Am Tag davor

Klaus Schedler

von Klaus Schedler

Story

Der 19. August 1981 war ein warmer Tag gewesen. Soeben hatte ich das Institut verlassen. Wie immer ging ich zu Fuß vom Judenplatz bis zur Haltestelle. Dabei genoss ich die etwa 20 Minuten durch die Gassen der Innenstadt mit ihren altem steinernen Zeitzeugen. Bis zur Straßenbahn am Schwarzenbergplatz konnte ich so Abstand gewinnen.

Eben war ich auf der Tuchlauben, als mir auffiel, dass ich noch meine Büroschlapfen anhatte. „Ach was, egal!“ dachte ich, doch dann fiel mir ein, dass meine liebe Elisabeth daheim unser erstes Kind erwartete. Was tun, wenn ich meine Frau in Schlapfen ins Spital begleiten und womöglich ebenso auch den Weg zum Standesamt erledigen müsste? Ich bin wieder zurückgegangen, um richtige Schuhe anzuziehen. Wie sich zeigte eine gute Entscheidung.

Sonntag der 9. Oktober war für uns zunächst ein ziemlich ereignisarmer Tag gewesen. Wir erwarteten unser zweites Kind und meine liebe Elisabeth war bereits so weit, dass ihr schon alles schwer fiel und sie wurde auch rasch müde. Sie entschloss sich, zeitig schlafen zu gehen, wahrend ich noch ein wenig fernsehen wollte. Weil aber das TV-Programm nichts bot, legte ich eine Video-Cassette mit dem Film „Moby Dick“ aus dem Jahr 1956 ein.

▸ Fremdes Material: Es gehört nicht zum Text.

PR #137, opened 2020-03-10
Update disk image

wat-ze-hex:
- Update disk image
- Update blacklist
- Run `test_maps` and `test_verifier` in addition to `test_progs`
- Add `mkrootfs.sh` image build script

### DIFF
--- a/travis-ci/vmtest/mkrootfs.sh
+++ b/travis-ci/vmtest/mkrootfs.sh
@@ -1,0 +1,146 @@
+#!/bin/bash
+
+# This script is based on drgn script for generating Arch Linux bootstrap
+# images.
+# https://github.com/osandov/drgn/blob/master/scripts/vmtest/mkrootfs.sh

Eben war die Pequod auf hoher See einem anderen Walfänger begegnet, der nach einer schicksalhaften Begegnung mit dem Weißen Wal auf der Suche nach Schiffbrüchigen war. In seiner Besessenheit, den entkommenen Wal zu erlegen, verweigerte Kapitän Ahab die Hilfe … als mich Elisabeth rief. Es war soweit! Ich verständigte die Rettung und rief bei Nachbarn an, damit sie sich in unserer Abwesenheit um unseren Jüngsten kümmerten. Eben sagte mir noch Elisabeth, dass ich bei meinen Anruf an die Rettung in meiner Nervosität unsere allererste Telefonnummer angegeben hätte, als die Rettung bereits eintraf. Offensichtlich war man dort daran gewohnt, dass werdende Väter in solchen Situationen nicht ganz zurechnungsfähig sind.

An Samstag den 1. April 1989 wurde Zita von Bourbon-Parma, die letzte Österreichische Kaiserin, in der Kapuzinergruft beigesetzt. Wir erwarteten unser drittes Kind und meine Elisabeth hoffte inständig, dass die Geburt bitte nicht am 1. April erfolgen möge, weil so ein Datum oft zu dummen Witzen führt.

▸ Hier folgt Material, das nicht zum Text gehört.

PR #145, opened 2020-04-03
Install iproute2

joestringer:
This allows certain tests like the sk_assign selftests to run.

I tried out these commands via a docker container something like the following, but I don't know how to actually use the mkrootfs here without some arch-like environment (it fails in the docker container run like below):

```
$ docker run --tty --interactive --rm archlinux bash
```

Related: #144

PR #144, opened 2020-04-02
ci: update image index and enable sk_assign selftest

anakryiko:
Image was updated to include iproute2 package, which is a requirement for
sk_assign selftests. So enable it now.

Signed-off-by: Andrii Nakryiko <andriin@fb.com>

PR #147, opened 2020-04-11
vmtest: update root fs, whitelist sk_assign test

wat-ze-hex:
1. Update mkrootfs.sh building root fs
- Remove /etc/fstab from root fs and mount each fs type separately in
S10-mount script.
- devtmpfs can be already mounted prior to S10-mount execution so make
it opt-out. This addresses [0].
- set -eux for scripts
2. Add iproute2 to root fs and whitelist sk_assign test. Addresses
[1][2]. Update INDEX file with 2020-09-27 version.

[0] https://github.com/libbpf/libbpf/pull/145#issuecomment-609673493
[1] https://github.com/libbpf/libbpf/pull/144
[2] https://github.com/libbpf/libbpf/pull/145

### DIFF
--- a/travis-ci/vmtest/configs/blacklist/BLACKLIST-latest
+++ b/travis-ci/vmtest/configs/blacklist/BLACKLIST-latest
@@ -1,7 +1,5 @@
 # TEMPORARILY DISABLED
 send_signal		# flaky
 test_lsm		# semi-working
-sk_assign		# needs better setup in Travis CI
-sk_lookup
 core_reloc		# temporary test breakage
 bpf_verif_scale		# clang regression
--- a/travis-ci/vmtest/mkrootfs.sh
+++ b/travis-ci/vmtest/mkrootfs.sh
@@ -81,6 +81,7 @@ packages=(
 	binutils
 	elfutils
 	glibc
+	iproute2
 	# selftests test_verifier dependencies.
 	libcap
 )
@@ -101,15 +102,6 @@ rm -rf "$root/usr/share/{doc,help,man,texinfo}"
 
 chroot "${root}" /bin/busybox --install
 
-cat > "$root/etc/fstab" << "EOF"
-dev /dev devtmpfs rw,nosuid 0 0
-proc /proc proc rw,nosuid,nodev,noexec 0 0
-sys /sys sysfs rw,nosuid,nodev,noexec 0 0
-debugfs /sys/kernel/debug debugfs mode=755,realtime 0 0
-bpffs /sys/fs/bpf bpf realtime 0 0
-EOF
-chmod 644 "$root/etc/fstab"
-
 cat > "$root/etc/inittab" << "EOF"
 ::sysinit:/etc/init.d/rcS
 ::ctrlaltdel:/sbin/reboot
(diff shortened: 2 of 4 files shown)


travis-ci/vmtest/mkrootfs.sh
```diff
@@ -123,20 +115,34 @@ mkdir -m 755 "$root/etc/init.d" "$root/etc/rcS.d"
 cat > "$root/etc/rcS.d/S10-mount" << "EOF"
 #!/bin/sh
 
-/bin/mount -a
+set -eux
+
+/bin/mount proc /proc -t proc
+# Try mounting devtmpfs
+/bin/mount devtmpfs /dev -t devtmpfs || true
```
anakryiko, line 122: why `|| true` here? is it expected to fail?

travis-ci/vmtest/mkrootfs.sh
```diff
@@ -123,20 +115,34 @@ mkdir -m 755 "$root/etc/init.d" "$root/etc/rcS.d"
...
+/bin/mount sysfs /sys -t sysfs
+/bin/mount bpffs /sys/fs/bpf -t bpf
+/bin/mount debugfs /sys/kernel/debug -t debugfs
+
+echo 'Listing currently mounted file systems'
+/bin/mount
```
anakryiko, line 128: debug leftover or you'd like to leave that here permanently?

travis-ci/vmtest/configs/blacklist/BLACKLIST-latest
```diff
@@ -1,7 +1,6 @@
 # TEMPORARILY DISABLED
 send_signal		# flaky
 test_lsm		# semi-working
-sk_assign		# needs better setup in Travis CI
 sk_lookup
```
anakryiko, line 4: can you try enabling sk_lookup as well? I'm not sure, but it might have been disabled due to the same iproute2 reason.

anakryiko (commented):
Thanks for the update, seems like we might finally get iproute2-dependent tests running, yay! Please check if sk_lookup also works.

travis-ci/vmtest/mkrootfs.sh
wat-ze-hex: To address the case when `devtmpfs` is mounted prior to `S10-mount` run:
```
+ '[' -x /etc/rcS.d/S10-mount ']'
+ /etc/rcS.d/S10-mount
+ /bin/mount proc /proc -t proc
+ /bin/mount devtmpfs /dev -t devtmpfs
mount: mounting devtmpfs on /dev failed: Resource busy
```

travis-ci/vmtest/mkrootfs.sh
wat-ze-hex: I think it's useful to have mounts listed in CI execution log, since I've run into mounting issues while bumping this version of disk image. Wdyt?

travis-ci/vmtest/mkrootfs.sh
wat-ze-hex: I'll do a check before mounting instead of silencing with `|| true`.

travis-ci/vmtest/mkrootfs.sh
anakryiko: yeah, that's fine, especially that now logs are collapsed anyway

anakryiko:
Awesome, thanks!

Es war frühsommerlich warm und ich hatte am Vormittag eine Bücherwand für unser Wohnzimmer abgeholt und in die Wohnung getragen. Nun am Nachmittag begann ich mit dem Zusammenbau und sah mir gleichzeitig die Beisetzungsfeierlichkeiten im Fernsehen an. Als ich fertig war, setzte ich mich in einen Sessel, um mich ein wenig an dem neuen Stück zu erfreuen, als meine liebe Elisabeth meinte, dass es nun doch soweit sei.

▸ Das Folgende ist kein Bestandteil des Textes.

PR #800, opened 2024-04-25
sync: Sync .mailmap entries

qmonnet:
The kernel repository has a .mailmap file to remap author names and email addresses to their desired format in Git logs (for details, see [gitmailmap documentation][0]). Alas, this is only visible for author information when looking at the logs locally, as GitHub [does not support mailmaps][1] at the moment.

This commit adds a .mailmap file for libbpf, automatically generated from the kernel's version. The script to generate the .mailmap is added, too: it works by grepping email addresses from authors in the repository, and collecting all lines ending with this address in the kernel's .mailmap - in other words, all lines where this address is used as a pattern for a remapping.

To keep the .mailmap up-to-date, add a call to the script to sync-kernel.sh.

[0]: https://git-scm.com/docs/gitmailmap
[1]: https://github.com/orgs/community/discussions/22518

### DIFF
--- a/.mailmap
+++ b/.mailmap
@@ -1,0 +1,16 @@
+Alexei Starovoitov <ast@kernel.org> <alexei.starovoitov@gmail.com>
+Antoine Tenart <atenart@kernel.org> <antoine.tenart@bootlin.com>
+Björn Töpel <bjorn@kernel.org> <bjorn.topel@intel.com>
+Changbin Du <changbin.du@intel.com> <changbin.du@gmail.com>
+Colin Ian King <colin.i.king@gmail.com> <colin.king@canonical.com>
+Dan Carpenter <error27@gmail.com> <dan.carpenter@oracle.com>
+Geliang Tang <geliang@kernel.org> <geliang.tang@suse.com>
+Herbert Xu <herbert@gondor.apana.org.au>
+Jakub Kicinski <kuba@kernel.org> <jakub.kicinski@netronome.com>
+Leo Yan <leo.yan@linux.dev> <leo.yan@linaro.org>
+Mark Starovoytov <mstarovo@pm.me> <mstarovoitov@marvell.com>
+Maxim Mikityanskiy <maxtram95@gmail.com> <maximmi@mellanox.com>
+Maxim Mikityanskiy <maxtram95@gmail.com> <maximmi@nvidia.com>
+Quentin Monnet <qmo@kernel.org> <quentin@isovalent.com>
+Quentin Monnet <qmo@kernel.org> <quentin.monnet@netronome.com>
+Vadim Fedorenko <vadim.fedorenko@linux.dev> <vfedorenko@novek.ru>
--- a/scripts/mailmap-update.sh
+++ b/scripts/mailmap-update.sh
@@ -1,0 +1,37 @@
+#!/usr/bin/env bash
+
+set -eu
+
+usage () {
+    echo "USAGE: ./mailmap-update.sh <libbpf-repo> <linux-repo>"
+    exit 1
+}
+
+LIBBPF_REPO="${1-""}"
+LINUX_REPO="${2-""}"
+
+if [ -z "${LIBBPF_REPO}" ] || [ -z "${LINUX_REPO}" ]; then
+    echo "Error: libbpf or linux repos are not specified"
+    usage
+fi
+
+LIBBPF_MAILMAP="${LIBBPF_REPO}/.mailmap"
+LINUX_MAILMAP="${LINUX_REPO}/.mailmap"
+
+tmpfile="$(mktemp)"
+cleanup() {
+    rm -f "${tmpfile}"
+}
+trap cleanup EXIT
+
+grep_lines() {
+    local pattern="$1"
+    local file="$2"
+    grep "${pattern}" "${file}" || true
+}
+
+while read -r email; do
+    grep_lines "${email}$" "${LINUX_MAILMAP}" >> "${tmpfile}"
+done < <(git log --format='<%ae>' | sort -u)
+
+sort -u "${tmpfile}" > "${LIBBPF_MAILMAP}"
--- a/scripts/sync-kernel.sh
+++ b/scripts/sync-kernel.sh
@@ -352,4 +352,10 @@ else
 	esac
 fi
 
+echo "Regenerating .mailmap..."
+cd_to "${LINUX_REPO}"
+git checkout "${TIP_SYM_REF}"
+cd_to "${LIBBPF_REPO}"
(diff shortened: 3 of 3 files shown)


.mailmap
```diff
@@ -0,0 +1,16 @@
...
+Dan Carpenter <error27@gmail.com> <dan.carpenter@oracle.com>
+Geliang Tang <geliang@kernel.org> <geliang.tang@suse.com>
+Herbert Xu <herbert@gondor.apana.org.au>
+Jakub Kicinski <kuba@kernel.org> <jakub.kicinski@netronome.com>
+Leo Yan <leo.yan@linux.dev> <leo.yan@linaro.org>
+Mark Starovoytov <mstarovo@pm.me> <mstarovoitov@marvell.com>
+Maxim Mikityanskiy <maxtram95@gmail.com> <maximmi@mellanox.com>
+Maxim Mikityanskiy <maxtram95@gmail.com> <maximmi@nvidia.com>
+Quentin Monnet <qmo@kernel.org> <quentin@isovalent.com>
+Quentin Monnet <qmo@kernel.org> <quentin.monnet@netronome.com>
```
anakryiko, line 15: can entries like this be combined in mailmap?

scripts/mailmap-update.sh
```diff
@@ -0,0 +1,37 @@
...
+
+grep_lines() {
+    local pattern="$1"
+    local file="$2"
+    grep "${pattern}" "${file}" || true
+}
+
+while read -r email; do
+    grep_lines "${email}$" "${LINUX_MAILMAP}" >> "${tmpfile}"
+done < <(git log --format='<%ae>' | sort -u)
```
anakryiko, line 35: is this going to do a full history log? that's quite slow. Maybe let's log only newly synced commits, and then merge new authors and those that are in .mailmap? That would be much faster, right?

anakryiko (changes requested):

.mailmap
qmonnet: I believe they can't :confused:

scripts/mailmap-update.sh
qmonnet: We can, although the operation doesn't seem to take that long on my laptop:

```console
$ time (git log --format='<%ae>' | sort -u > /dev/null)
( git log --format='<%ae>' | sort -u > /dev/null; )  0.05s user 0.01s system 118% cpu 0.047 total
```

I can look into it in the coming days.

scripts/mailmap-update.sh
```diff
@@ -0,0 +1,37 @@
+#!/usr/bin/env bash
+
+set -eu
+
+usage () {
+    echo "USAGE: ./update-mailmap.sh <bpftool-repo> <linux-repo>"
```
anakryiko, line 6: mailmap-update.sh ?

scripts/mailmap-update.sh
anakryiko: ah, this is supposed to be run from libbpf repo, not linux repo, right? I see, ok, let's keep it simple for now.

scripts/sync-kernel.sh
```diff
@@ -352,4 +352,10 @@ else
 	esac
 fi
 
+echo "Regenerating .mailmap..."
+cd_to "${LINUX_REPO}"
+git checkout "${TIP_SYM_REF}"
+cd_to .
```
anakryiko, line 358: let's do `cd_to "${LIBBPF_REPO}"`, `.` is workdir which can be any dir

anakryiko (changes requested):

scripts/mailmap-update.sh
qmonnet: Indeed!

qmonnet: It even says "bpftool" instead of "libbpf" :facepalm:

qmonnet:
Thanks for the review, your comments should be addressed.

<details><summary>Incremental diff</summary>

```diff
diff --git a/scripts/mailmap-update.sh b/scripts/mailmap-update.sh
index a6d7c1d0722f..13a3dcf3f65e 100755
--- a/scripts/mailmap-update.sh
+++ b/scripts/mailmap-update.sh
@@ -3,7 +3,7 @@
 set -eu
 
 usage () {
-    echo "USAGE: ./update-mailmap.sh <bpftool-repo> <linux-repo>"
+    echo "USAGE: ./mailmap-update.sh <libbpf-repo> <linux-repo>"
     exit 1
 }
 
diff --git a/scripts/sync-kernel.sh b/scripts/sync-kernel.sh
index 74783571425d..36bb96f24c41 100755
--- a/scripts/sync-kernel.sh
+++ b/scripts/sync-kernel.sh
@@ -355,7 +355,7 @@ fi
 echo "Regenerating .mailmap..."
 cd_to "${LINUX_REPO}"
 git checkout "${TIP_SYM_REF}"
-cd_to .
+cd_to "${LIBBPF_REPO}"
 "${LIBBPF_REPO}"/scripts/mailmap-update.sh "${LIBBPF_REPO}" "${LINUX_REPO}"
 
 cleanup
```
</details>

anakryiko (approved):
Looks great, thanks a lot!

anakryiko:
@qmonnet one thing that became obvious doing a sync with new .mailmap logic is that sync script doesn't add a new commit if there are .mailmap changes. Can you please help adding this check/step to the script, so that no one has to do this manually? Thanks!

qmonnet:
Ah right, forgot the commit part :facepalm:. Sure, I'll add it

scripts/mailmap-update.sh
qmonnet: Thinking again about this: If we were to do incremental updates, we could miss new entries in Linux's mailmap.

For example:

- Someone, contributor C, contributed their changes in libbpf v1.4
- Contributor C does not send new contributions to libbpf after v1.4 has been tagged
- We get more contributions, sync the repo...
- Meanwhile, contributor C adds an entry for their email in Linux's .mailmap
- We're updating libbpf's .mailmap, considering only the contributions since the latest sync, say since v1.4: There's no contributions from contributor C on that period, so we're not looking for their email in Linux's .mailmap. We're not adding any entry (although one exists on Linux's side) and we don't reflect the email or name change in `git log`.

anakryiko: Yes, but libbpf log keeps growing over time and if it starts taking more time just to list all commits we'd need to think about this problem some more. For now it's not a big deal, so let's not fix what's not broken.

qmonnet: Agreed. We should be good for some time: the command takes me 0.3s in Cilium's repo with its 28k+ commits.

Jenseits aller Routine verständigte ich wieder Rettung und Nachbarn, die kamen, um Sohn und Tochter abzuholen und bald war auch schon die Rettung da. Langsam begann die Abenddämmerung als wir das Spital erreichten. Doch es ist sich ausgegangen: Unser Jüngster wurde erst nach Mitternacht, also am 2. April geboren.